From which it is evident that the lawmaker has thought it quite within the range of possibility that, in a case of the character thus provided for, a defendant might be tak*599en by surprise, and at serious disadvantage, and that the interests of justice and fair play might require that he he granted a delay in order to prepare his defense with reference to the change in the charge that he had come into court to meet. In State v. Wallman, 31 La. Ann. 147, in referring to such a situation, this court said:

“We are reminded that ‘the simplest defense which the accused has to a charge against him is the proof of an alibi,’ and we are ashed: How would such a right be protected if the time laid in the indictment be considered as immaterial?
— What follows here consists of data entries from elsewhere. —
PR #1071, opened 2024-01-09
Identity Auth | Change `isSignedIn` check logic

coldlink:
## What are you changing?

- Updates the `isSignedIn` check logic to use the `GU_SO` cookie correctly
- Clear the `GU_U` cookie if we fail to get tokens, as it's likely invalidly set

## Why?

That right would, under all circumstances, be protected by the court; for, were the evidence to establish that the offense was committed on a day different from that laid in the indictment, and were the indictment amended so as to correspond with the evidence, the prisoner would not, and could not, be denied a reasonable delay to prepare any reasonable defense, which he may really have, or believe he has, against the unexpected, or, at least, apparently unexpected, change in the indictment.”

It may be that the learned trial judge had excellent reasons for refusing to grant the continuance in this case, but the only reason that he has spread upon the record is that which we have stated, “not necessary to give specific date, as time not of essence in charge of murder,” which, though a sufficient reason for admitting testimony tending to show that the offense in question was committed at some other time than as charged in the indictment, was not, in our opinion, a sufficient reason for refusing to grant defendant a delay for the preparation of his defense against the charge as thus brought out in the testimony, and which, in the light of that testimony, might have referred to a crime committed more than a year before the finding of the indictment, since a long period is known to have elapsed before Christmas in the year 1917. There was reversible' error in the ruling complained of.

[3] Another bill was reserved to the ruling of the court in sustaining an objection to the following question, propounded, on cross-examination, by defendant’s counsel, to a deputy sheriff, who had testified that he had arrested defendant, to wit: “Didn’t you ask defendant, at the time you ‘ arrested him, if he killed the deceased, and didn’t he say ‘No’?” The question appears to have been germane to the testimony given upon the examination in chief, and we see no valid objection to it. On the other hand, the ruling complained of discloses no such prejudice to the defendant as, of itself, to warrant the setting aside of the conviction.

[4] The prosecuting officer, in his opening argument, made the statement that the deceased “was shot in the head, and this negro (pointing and referring to the defendant) evidently ran, after he killed the deceased,” whereupon defendant’s counsel objected to the word “negro” as prejudicial to defendant, and further objected to the remark on the ground that there was nothing in the record to show that any one ran after the shooting.

The statement per curiam is:

“District attorney did not go out of record, as evidence showed defendant was negro, and no appeal was made to race prejudice.”

The defendant being a negro, the jury were probably as well aware of it as the district attorney, and no reason suggests itself why his being so characterized should have made any change in their feeling towards him. In order to determine why it was evident to the district attorney that defendant “ran, after he killed the deceased,” we should have to know something more of the testimony adduced; how he knew, for instance, that defendant had killed the deceased. As the matter is presented, we find no reason to suppose that there was any error in the ruling of the court.

Another bill raises the same point about the characterization of defendant as a negro, and the ruling was the same.

For the reasons assigned in considering the two first bills, it is ordered and adjudged *601that the verdict and sentence be set aside, and the case be remanded, to be proceeded with according to law.